Just have a look at Warner Bros. Discovery, which is dividing its business lines in two: “Global Linear Networks” and “streaming and Studios.” On one side is the money cows of the corporate, linear TV channels like CNN, TNT and TBS. On the opposite is the Warners film and TV studios and the streaming service Max, which see growth on the horizon.
But Warners can be strategically taking HBO, one in every of the best-known brands from the cable TV era, and putting it within the streaming and studios bucket. To WBD, HBO is a crown jewel, not an asset to be stashed with the remaining of the declining cable networks.
At Comcast, its cable split will see the corporate keep its TV and film studios, in addition to Peacock, while spinning off its linear channels.
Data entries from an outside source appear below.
PR #1190, opened 2020-02-21
Move `UNDEFINED` layout transition note below appropriate paragraph

krOoze:


stonesthrow:
This just moves note up a paragraph to related paragraph - approved.

PR #1196, opened 2020-02-23
Add missing len attribute in vkQueueSignalReleaseImageANDROID

expipiplus1:


krOoze:
The extension is unreleased, so the contents probably is only a placeholder...

PR #1197, opened 2020-03-02
Clarify vector alignment rules

### LINKED ISSUE #1183: Vector alignment in Standard Buffer Layout issue
Spec version 1.2.132. Section 14.5.4. Offset and Stride Assignment, Standard Buffer Layout section.
It defines struct member alignment according to the **first matching rule**.  The first two rules are:

> 1. If the scalarBlockLayout feature is enabled on the device then every member must be aligned according to its scalar alignment.
> 2. All vectors must be aligned according to their scalar alignment.

Consider struct member of vector type. If scalarBlockLayout is disabled then rule 2 is the first matching rule and it says that alignment of float3 is 4, so it can intersect 16 bytes boundary. This is incorrect if scalarBlockLayout is not enabled. 

It looks like *rule 2* is based on vulkan 1.1's VK_KHR_relaxed_block functionality but that extension only states that we can have { float; float3} without padding but still doesn't allow 16 bytes crossing.

kennyalive:
fix #1183

### DIFF
--- a/chapters/interfaces.txt
+++ b/chapters/interfaces.txt
@@ -989,7 +989,7 @@ ifdef::VK_VERSION_1_2,VK_EXT_scalar_block_layout[]
   member must: be aligned according to its scalar alignment.
 endif::VK_VERSION_1_2,VK_EXT_scalar_block_layout[]
 ifdef::VK_VERSION_1_1,VK_KHR_relaxed_block_layout[]
-. All vectors must: be aligned according to their scalar alignment.
+. All vectors must: be aligned according to their scalar alignment and must: not improperly straddle, as defined above.
 endif::VK_VERSION_1_1,VK_KHR_relaxed_block_layout[]
 ifdef::VK_VERSION_1_2,VK_KHR_uniform_buffer_standard_layout[]
 . If the pname:uniformBufferStandardLayout feature is not enabled on the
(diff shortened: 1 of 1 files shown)


chapters/interfaces.txt
```diff
@@ -989,7 +989,7 @@ ifdef::VK_VERSION_1_2,VK_EXT_scalar_block_layout[]
   member must: be aligned according to its scalar alignment.
 endif::VK_VERSION_1_2,VK_EXT_scalar_block_layout[]
 ifdef::VK_VERSION_1_1,VK_KHR_relaxed_block_layout[]
-. All vectors must: be aligned according to their scalar alignment.
+. All vectors must: be aligned according to their scalar alignment and must: not improperly straddle, as defined above.
```
gnl21: This section is only really defining the alignment of the member, and so this doesn't really fit in here. It's confusing because the alignment rules are nearly all the rules, so the rest are easy to miss. Perhaps moving the other rules ahead of the alignment rules instead of this change would make it less confusing?

kennyalive: Ok, I see. Moving ahead doesn't change a lot because the sentense "All vectors must be aligned according to their scalar alignment." sounds like and absolute rule. I thought about dividing rules into two parts a) simple alignment rule for the case when scalarBlockLayout  is enabled. b) all other cases. This could simplify things a bit because in b) we will have 3 rules instead of 4 and scalarBlockLayout will be mentioned only once. From that point it would be possible to move further but actually I don't see a good way how to fix this completely, so I close this.

PR #1201, opened 2020-03-08
Fix parameters section in vkGetPhysicalDeviceXcbPresentationSupportKHR page

Thurstag:
`visual_id` documentation isn't in a separate item.


oddhack:
This should be fixed in the 1.2.135 spec update - it was so short it was  easier to just do in our internal repo then push out. Thanks for the contribution!

PR #1202, opened 2020-03-10
remove extra 'a'

tgfrerer:
Fixes a typo in 3 locations.


oddhack:
Thanks! We're fixing this for the next public spec update, but there are some other changes that cause this PR to conflict, so I just did the equivalent in our internal repo. Next update will be out in a couple of days.

PR #702, opened 2026-07-31
Skin Protection as a Lab control, working at any Chroma

marcinz606:
## Why

The skin-tone protection added in #695 is welded into the Chroma boost path: it damps the *requested saturation* in a skin-hue band, boost-only, at a hardcoded strength. Two consequences:

- **Inert at Chroma 1.0.** `apply_saturation` early-returns there and the processor never calls it, so a face that came off the print curve already sunburnt got nothing — the tool only guarded against its own push.
- **Hue-only mask.** In this working space that cannot tell a face from a red car: pure saturated red sits at ~40°, well inside the 52°±25° Gaussian, and got damped like skin. The #695 commit message flagged this as accepted-for-now.

## What

One operator replaces the boost-damping term: a **soft chroma ceiling inside a skin mask**, applied after the saturation scale and independent of it, exposed as a **Skin Protection** slider in the Lab panel (0–1, default 0).

A ceiling subsumes the damping — pushing skin past it gets reined in, which is what the damping was for — while also catching skin that arrived over-chromatic from the print curve. It is monotone and one-directional (chroma is only ever reduced, never added), so `saturation = 0.0` still reaches true grey without the boost-only special case the old band needed, and it is safe to run after the gamut knee, since a smaller chroma cannot overshoot a gamut the full-strength push already fitted inside.

**Mask** (`_skin_weight`) — axis-aligned reduction of the CIELAB skin locus, a product of three terms:

| axis | term | why |
|---|---|---|
| hue | Gaussian, 52° ± 25° | measured in #695; the literature places skin at 40–65° across the Monk/Fitzpatrick range |
| chroma | full to C\* 55, zero by 85 | **the new selectivity** — skin ≈ 27, sunburn ≈ 60, pure red ≈ 104 |
| lightness | rolloff below L\* 15, above 95 | hue angle is noise at both ends |

**Operator** — `ceiling = 22 / strength`, knee at `0.6 × ceiling`, same softplus shape as the gamut knee and the print curve's toe/shoulder. `a*` and `b*` scale together, so hue and L\* are untouched. The ceiling is a reciprocal rather than a lerp to some finite "off" value so it runs off past any reachable chroma as strength → 0 and the control fades out continuously instead of stepping the moment the slider leaves 0.

Prior art surveyed: classic skin detectors (Jones & Rehg, Hsu, Kovač) all use a 2-D chrominance region rather than hue alone; Capture One's Skin Tone tool adds a hue/sat/lightness *uniformity* pull toward the target. That hue-uniformity half is deliberately **not** built here — hue-warping is far more visible when the mask is wrong, and it rides the same mask if we want it later.

## Default is off

Zero drift on existing edits, and no always-on operator at Chroma 1.0 where nothing ran before. The trade-off, stated plainly: an existing edit at Chroma 1.6 renders slightly more saturated on skin than it did, until the slider is dialled in.

## Verification

- `make all` green; full suite 2893 passed. Goldens unchanged, as they must be with the operator skipped at 0.
- New CPU/GPU parity case at Chroma 1.0 + protection 0.8 — the path the saturation scale never reaches, so it is the only cover for the WGSL mirror. Uses colour patches rather than a gradient (per-channel normalization flattens a uniform cast); half the frame lands at mask weight > 0.3 and protection alone moves it by 0.11, so a mirror that silently no-ops fails.
- Real Ektar frame through the running app (headless driver): warm-band mean C\* **36.1 → 34.6 → 27.1** across 0 / 0.5 / 1.0, while the 352k-pixel non-warm control held at **50.056 → 50.055**. At engine level the hue delta is **0.00000° median / 0.00006° max**.

Docs updated in `USER_GUIDE.md` (panel:lab) and `PIPELINE.md` §6.


thetalkingdrum:
Nice idea! I only wanted to make Chroma "less bad" as it was basically unusable if any skin tone was in the frame. But this is more flexible and works even if the source is not the chroma slider. 

I would keep the gamut aware "soft knee" in Chroma though, as it actually did more alone than the skin tone band did.

marcinz606:
soft knee is in chroma only, I might do more tweaking to skin thing though, seems to affect a lot of reds/oranges a bit too much. It needs some more narrowing IMO

thetalkingdrum:
yeah, i meant if you take out skin protection from chroma, leave the soft knee in chroma. But the skin protection I left there was a pretty crude approximate value. 

But I'm unsure if chroma should stay long term..I'm not sure how useful it is in the pipeline. I just tried to make it a bit better.

PR #712, opened 2026-07-31
Fix test writing junk files to the real export directory

thetalkingdrum:
Had some ghost jpg files appear in my export folder. Took a while to figure out. This is the fix. 

test_batch_progress used DEFAULT_WORKSPACE_CONFIG.export which resolves to the user's actual export folder. Every test run wrote three 4-byte "bits" files (a.jpg, a.jpg, b.jpg) there. Override output_path to tmp_path so the test stays sandboxed.

Also remove the debug file-write tracing from main.py that was added to hunt this down.

### DIFF
--- a/tests/test_batch_progress.py
+++ b/tests/test_batch_progress.py
@@ -1,3 +1,4 @@
+from dataclasses import replace
 from unittest.mock import MagicMock
 
 from PyQt6.QtCore import Qt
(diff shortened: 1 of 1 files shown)


seanharding:
Haha, thank you! This has been bugging me too but I didn't get around to looking at it yet.

thetalkingdrum:
Haha, yes it was bugging me too.

PR #713, opened 2026-07-31
Disable LibRaw adjust_maximum_thr in _decode_sensor_rgb (?)

thetalkingdrum:
## Summary
`_decode_sensor_rgb` uses LibRaw's default `adjust_maximum_thr=0.75`, which silently substitutes the camera's nominal white level with the frame's own brightest pixel when it exceeds 75% of the stated maximum. This makes the scaling reference image-dependent — a bright specular in one frame shifts the decode of the entire tonal range relative to a frame without one.

Setting `adjust_maximum_thr=0.0` pins the reference to the camera's fixed white level. The calibration path (`raw_demosaic.py`) already carries this fix with documentation explaining the rationale; the main pipeline is the remaining gap.

## Why this matters
When `adjust_maximum_thr` is left at the default, LibRaw picks a different white-level reference per frame based on that frame's content. This means two frames from the same roll, shot with the same camera, can decode to different absolute values for the same scene luminance — the decode is no longer a fixed function of the sensor data.

This has knock-on effects across NegPy:
- **Batch normalization drifts.** The floor/ceiling analysis assumes all frames in a roll share the same decode scaling. A single bright frame that triggers the substitution will have its tonal range compressed relative to the others, skewing the batch statistics.
- **A/B consistency breaks.** Switching between two frames that were decoded with different effective white levels introduces a tonal shift that has nothing to do with exposure or scene content.
- **Roll-level operations become scene-dependent.** Crosstalk correction, flatfield, and white-balance normalization all assume the input is scaled to a fixed reference. A per-frame rescale means these corrections are applied to data that isn't on the same footing.
- **Non-deterministic re-decode.** Reopening the same file after editing a bright region (e.g. cropping out a specular) can change whether the threshold triggers, producing a different decode from the same source.

The calibration path (`raw_demosaic.py`) already documents this and uses `0.0`. The threshold exists in LibRaw to handle sensors where the nominal white level in the EXIF is too conservative, but for NegPy's use case — scanning film negatives where the densest part of the negative (brightest in the capture) rarely approaches sensor clip — the substitution does more harm than good.

## Why draft
This changes the decode for every camera RAW file. The calibration path already uses `0.0`, so there's precedent — but if the default was left at `0.75` deliberately in the main pipeline, this PR should be rejected. Opening as draft for discussion.

## Test plan
- `make all` passes (one pre-existing unrelated failure in `test_overflow_bar`)
- No logic change beyond adding the one kwarg

---
Testing the A/B toggle:

There's a "Fix WL" button in the Process panel (below Linear RAW / Narrowband / Lock). ON = fixed white level, OFF = legacy behavior.

Toggle it with a camera RAW file loaded and compare. Note: the file's brightest pixel must exceed 75% of the camera's nominal white level for there to be any visible difference — below that threshold both modes produce identical output.

---

### DIFF
--- a/negpy/desktop/controller.py
+++ b/negpy/desktop/controller.py
@@ -1156,6 +1156,13 @@ class AppController(QObject):
         if self.state.current_file_path:
             self.load_file(self.state.current_file_path, preserve_zoom=True)
 
+    def toggle_fix_adjust_maximum(self, enabled: bool) -> None:
+        self.state.fix_adjust_maximum = enabled
+        self.render_worker.processor.fix_adjust_maximum = enabled
+        self.preview_service.fix_adjust_maximum = enabled
+        if self.state.current_file_path:
+            self.load_file(self.state.current_file_path, preserve_zoom=True)
+
     def handle_canvas_clicked(self, nx: float, ny: float) -> None:
         if self.state.active_tool == ToolMode.WB_PICK:
             self._handle_wb_pick(nx, ny)
--- a/negpy/desktop/session.py
+++ b/negpy/desktop/session.py
@@ -153,6 +153,9 @@ class AppState:
     # Transient: preview is currently peeking the flat render (not persisted).
     flat_peek: bool = False
 
+    # Temporary A/B toggle: when True, _decode_sensor_rgb uses adjust_maximum_thr=0.0.
+    fix_adjust_maximum: bool = True
+
     @property
     def local_hidden_masks(self) -> set:
         """The current file's hidden-mask indices (empty = all shown). Returns a fresh,
--- a/negpy/desktop/view/sidebar/process.py
+++ b/negpy/desktop/view/sidebar/process.py
@@ -107,6 +107,15 @@ class ProcessSidebar(BaseSidebar):
         raw_row.addWidget(self.lock_bounds_btn, 1)
         self.layout.addLayout(raw_row)
 
+        self.fix_amt_btn = self._small_toggle(
+            "mdi6.ab-testing",
+            "Fix WL",
+            self.state.fix_adjust_maximum,
+            "A/B: pin RAW white level to camera max (disable rawpy adjust_maximum_thr). "
+            "ON = fixed white level, OFF = legacy 75% threshold. Triggers re-decode.",
+        )
+        self.layout.addWidget(self.fix_amt_btn)
+
         buf_row = QHBoxLayout()
         self.analysis_buffer_slider = CompactSlider("Analysis Buffer", 0.0, 0.25, conf.analysis_buffer)
         self.analysis_region_btn = self._tool_toggle(
@@ -230,6 +239,7 @@ class ProcessSidebar(BaseSidebar):
         self.lock_bounds_btn.toggled.connect(self._on_lock_bounds_toggled)
         self.linear_raw_btn.toggled.connect(self._on_linear_raw_toggled)
         self.narrowband_scan_btn.toggled.connect(self._on_narrowband_scan_toggled)
+        self.fix_amt_btn.toggled.connect(lambda c: self.controller.toggle_fix_adjust_maximum(c))
 
         self.analysis_buffer_slider.valueChanged.connect(lambda v: self._on_buffer_changed(v, persist=False))
         self.analysis_buffer_slider.valueCommitted.connect(lambda v: self._on_buffer_changed(v, persist=True))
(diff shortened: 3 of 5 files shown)


marcinz606:
interesting, I must totally missed that param when initiall doing the raw loading. Have you noticed any difference after that change?

thetalkingdrum:
No, I barely have any camera files to test it on. I was working on a raw linear export feature when this popped up. It was Claude alerting me that there was a potential problem here. There are some comments in raw_demosaic.py so maybe @seanharding encountered it while making the sensor matrix feature?

seanharding:
I didn't knowingly run into it, but that doesn't mean it didn't impact something in that feature without my knowledge... I'm not sure I 100% grasp the issue this is correcting. I can try patching this change in later and see if it makes any difference. I've also been wanting to look at some issues I noticed with linear raw + white light scans (which I think are probably the most common). Not sure if there's any overlap between that problem and this.

thetalkingdrum:
@seanharding It seems your sensor matrix code uses the correct way of doing it (0.0), so no need to fix anything there. But Claude has left a comment in the code.

thetalkingdrum:
Here's the exact docstring text from raw_demosaic.py — the calibration-only decode module (linear_demosaic), which feeds into build_sensor_matrix in features/process/sensor.py:

"It deviates in one parameter, deliberately: adjust_maximum_thr=0.0 (see linear_demosaic). The canonical decode still runs LibRaw's default, where each frame is scaled by its own brightest pixel — harmless for a single rendered image, fatal for a meter comparing frames. Whether the canonical path wants the same fix is a separate question (it changes rendered output, so it needs its own verification); it is NOT covered here."

And the more detailed explanation, inline as a code comment right above the adjust_maximum_thr=0.0 argument itself, inside the postprocess() call:

"Scale against the camera's white level ONLY — never the frame's own brightest pixel. LibRaw's default (adjust_maximum_thr=0.75) silently switches the scaling reference to the image maximum once that exceeds 75% of the white level, so each frame is normalised by its own content. That makes the decode non-linear in exposure: rig data showed the metered base pinned at ~34400 across LED levels 128-160 (the scaling grew exactly as fast as the light), which reads as an LED/shutter defect and is neither. 0.0 disables the substitution, making the demosaiced scale a fixed multiple of the raw counts — which is what a meter measuring absolute light requires, and what CLIP_CEILING assumes."

marcinz606:
@thetalkingdrum can you put a/b button in process panel temporairly to enable/disable this change? then it's easier to test the effect

thetalkingdrum:
A/B Done! Note: the file's brightest pixel must exceed 75% of the camera's nominal white level for there to be any visible difference — below that threshold both modes produce identical output. ON = fixed white level, OFF = legacy behavior.

seanharding:
Ok, yeah, I don't see any difference with the test files I have handy. Maybe I'd need to shoot one with a higher exposure to see it...

thetalkingdrum:
Makes sense you wouldn't see it in single files. The rescale hits the whole frame, not just the bright spot, so there's nothing locally off to spot. It only shows up when you compare frames from the same roll/exposure. One frame ends up slightly different in density/brightness than its neighbors, just because it happened to have a highlight that crossed the 75% threshold and the others didn't. Invisible file by file, but exactly the kind of thing that'd make a roll feel subtly inconsistent frame to frame.

marcinz606:
I've seen some people complaining on reddit about the results comming dark, I wonder if that could be kicking in if they they were overexposing their camera scans by a lot

thetalkingdrum:
I've been thinking they just don't set the crop correctly. But could be. I would think probably the effects here are more subtle, but I have no way of testing really.

marcinz606:
> I've been thinking they just don't set the crop correctly. But could be. I would think probably the effects here are more subtle, but I have no way of testing really.

or it might be both :)

seanharding:
Batch autocrop still doesn't seem to work very well in my experience, so that may be a factor… It's better than it was, but I still end up having to tweak it almost every time.

seanharding:
(And also, as discussed in discord, I do think that people having linear raw turned on while camera scanning with white light sources will probably get too-dark results)

marcinz606:
> Batch autocrop still doesn't seem to work very well in my experience, so that may be a factor… It's better than it was, but I still end up having to tweak it almost every time.

default analysis buffer is pretty generous (5%) so even if autocrop is not exactly spot on it shouldn't catch outside white light into analysis

marcinz606:
I can't see any difference on files i have but IMO it makes sense to set this everywhere at 0.0, I've made separate PR doing just that #718 and will close this one

PR #724, opened 2026-08-01
OpenICE IR removal method

marcinz606:
Ports [openICE](https://github.com/marcinz606/openICE), a reverse-engineering of Nikon Scan's Digital ICE verified byte-exact against the original engine, as a second IR reconstruction alongside the existing one. Both are GPL-3.0, so no licensing friction.

Selected by a new **Method** combo at the top of the IR Removal panel. **Default is unchanged** — this ships as a bake-off, not a replacement.

## Why

Where the current fill averages fine structure away and pastes borrowed grain over it, ICE rebuilds the picture: working in log density, each detail band is added back only where it beats the infrared's own contrast at that same scale, so the IR channel itself decides what is photograph and what is dust.

## What had to change

The algorithm ports cleanly; its constants do not.

**The level constants are absolute and tuned to a Coolscan under Nikon Scan.** On the LS-9000 frame in `samples/dust/`, *every* pixel clears ICE's clear-film gate (τ=8847) — so its crosstalk fit would treat dust as film — and its ramp saturates at a 15% IR loss the deepest dust here (−11%) never reaches. Clear-film level, ramp and dust floor are now measured per frame from the gate's own distribution. openICE's docs concede this for flatbeds; it also bites a genuine Coolscan driven by different software.

**Added a confidence write ramp**, which ICE has no equivalent of. It rebuilds any pixel under full confidence and floors the result at the original, which half-wave-rectifies IR noise into one-sided brightening. That mottled 25% of a synthetic clean frame. With the ramp, clean film comes out bit-identical.

**Dropped the LCG dither** (the finest band already restores real grain, and it was the only serial dependency in an otherwise per-pixel algorithm) and **added a per-component route cap** — the film rebate sits above the dead floor on some scanners and arrived as one component covering 1.2% of a flatbed frame, blowing the inpaint budget and taking the real dust with it.

## Isolation

`openice.py` imports nothing from `logic.py`; the only join is one branch in `_ir_bake` plus the config field and its sidebar row. Constants that look duplicated are duplicated deliberately. Whichever method loses can be deleted as one file and one branch — noted in CLAUDE.md so it survives contact with future refactors.

## Verification

- **Against the C reference** (built from `src_C`, 64-bit): confidences and gate pyramid match to float32 noise across all four scales; give-up map agrees on 99.95%. This caught a real omission — I had dropped ICE's `θ` gate bias as negligible and it showed up as a clean 1.0000 offset, so it went back in.
- **Both `samples/dust/` scans**: OpenICE leaves clean film 100.00% untouched (current path: 99.83–99.98%) with a 4.7× smaller mean change, for comparable dust removal.
- **End-to-end through the real GUI**, headless: loads, detects IR, both methods render and differ, combo syncs.
- 21 new tests in `tests/test_ir_openice.py`; the existing 60-test IR suite untouched. `make all` green (3010 passed).

## Note for a follow-up

The existing NegPy path logs `routed defects cover 2.2% of the frame — inpaint skipped` on the flatbed sample for the same rebate reason fixed here. Left alone to keep the methods isolated, but it is a real bug in the default path.


thetalkingdrum:
Wow!

PR #752, opened 2026-08-03
Work prints: named versions of a frame that survive the undo stack

marcinz606:
## What

A **work print** is a named version of one frame's edit — the darkroom habit of keeping the prints you made on the way to the final one, so you can go back to the third attempt after deciding the fifth went too far. Master-printer workflow descriptions are consistent about this: several work prints get made and kept, and the recipe is written down.

NegPy's history is an unnamed 100-deep undo stack that prunes, so a version could not be kept, compared or re-exported by name.

In the History tab, above the edit history:

* **Save work print** (**Ctrl+Shift+S**) keeps the live edit under a name, offering *Work print 1*, *2*, … Saving over an existing name asks first.
* **Click** one to make it live; **right-click** → Export this version… / Rename… / Delete.
* The list only appears once you have saved one.

## Why a separate table, not a name column on `edit_history`

The obvious version — name a history step, exempt named steps from pruning — is a trap, and worth spelling out because it looks cheaper:

`update_config` calls `truncate_history_above` whenever you edit after stepping back. Jump to work print 1, nudge a slider, and work print 2 is deleted as an "orphaned future branch" — the name would be destroyed by the very thing it is meant to survive. Exempting named rows there instead strands them above `max_history_index`, and `history_steps` iterates `range(max_history_index + 1)`, so the panel could not show them.

A `work_prints (file_hash, name, created_at, settings_json)` table sits outside that bookkeeping entirely: nothing to exempt, no undo semantics to bend. Storage follows the `normalization_rolls` pattern in the same file, and loading goes through `update_config`, so **loading a work print is itself undoable** for free.

Per-frame, so the DB is the right home; `services/assets/presets.py` (JSON files, library-wide looks) stays separate — a preset list polluted with "frame 12 work print 2" is useless. Not mirrored to `.negpy` sidecars.

## The easy-to-miss sites

`rehome_file_settings` (so a superseded content hash carries its work prints — this is what makes `hash_migration.py` need no change), `database_stats` + the Manage Database row, and both wipe lists (`clear_saved_edits`, `reset_everything`).

## Verification

`make all` green (3256 tests). 17 new tests cover the store, the rehome, both wipes, survival of `prune_history`/`truncate_history_above`, and that loading is undoable.

End to end through the real `MainWindow` History panel on a real scan, 21 checks: the list stays hidden until there is one, both entries list newest-first, both survive 103 edits past the prune horizon *and* a truncating edit after stepping back, loading restores its density and Ctrl+Z puts back what was on screen, rename keeps the settings, the panel follows every change, `Ctrl+Shift+S` is bound with no other action claiming it, and Clear saved edits drops them.

### DIFF
--- a/docs/USER_GUIDE.md
+++ b/docs/USER_GUIDE.md
@@ -26,7 +26,7 @@ The right-hand tabs are arranged in the order you actually work, which mirrors t
 | **Colour** | palette | Lab · Toning | Chroma, sharpening, effects, split/chemical toning |
 | **Finish** | brush | Retouch · Finishing | Dust removal, vignette, border, carrier |
 | **Favourites** | star | Your chosen sliders | Quick access to the controls you use most |
-| **History** | clock | Edit history | Step back through every change |
+| **History** | clock | Work prints · Edit history | Keep named versions, step back through every change |
 | **Export** | file | Export settings | Format, size, colour, batch output |
 | **Metadata** | tags | Archival metadata | Original camera/lens/film details |
 | **Scan** | camera | Scanner · Camera Scanning | Capture film directly (Linux/macOS) |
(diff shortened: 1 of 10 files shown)


marcinz606:
Fixed a bug found in review: clicking a saved work print produced empty `N · —` rows in the edit history.

Root cause was not in `load_work_print` — `session.update_config` pushes a history step unconditionally, so persisting a config identical to the live one stores a duplicate, and `history_step_label` diffs it as unchanged. Reproduced first:

```
after save          : ['0 · base', '1 · exposure']
click wp (unchanged): ['0 · base', '1 · exposure', '2 · —']
click wp again      : ['0 · base', '1 · exposure', '2 · —', '3 · —']
```

The same path is reachable without work prints (resetting an already-default panel, pasting identical settings), so the guard went into `update_config` rather than the caller. A no-op persist now also stops discarding the redo branch. A work print whose edit *does* differ still records exactly one step and stays undoable.

Covered by two new tests in `test_history_panel.py` (no step for an unchanged persist; the redo branch survives one) and one in `test_work_prints.py`. `make all` green — 3259 tests. The headless History-panel run now asserts three clicks add no rows and that no `· —` row exists anywhere in the history.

That’s, with a few exceptions: NBC and the cable channel Bravo will remain with Comcast, at the same time as all the things from USA and MSNBC to E! And Golf Channel are sent to SpinCo.
NBC, in fact, is the flagship broadcaster, and next yr will dramatically increase its sports programming output when it adds NBA and WNBA games. Bravo, meanwhile, has managed to forge a definite brand identity because of franchises just like the Real Housewives and Below Deck (call it “upscale trashy reality TV”) that has change into a serious driver of viewership on Peacock, a source accustomed to the numbers says.
The bet is that even when cable TV vanishes, Bravo the brand can survive.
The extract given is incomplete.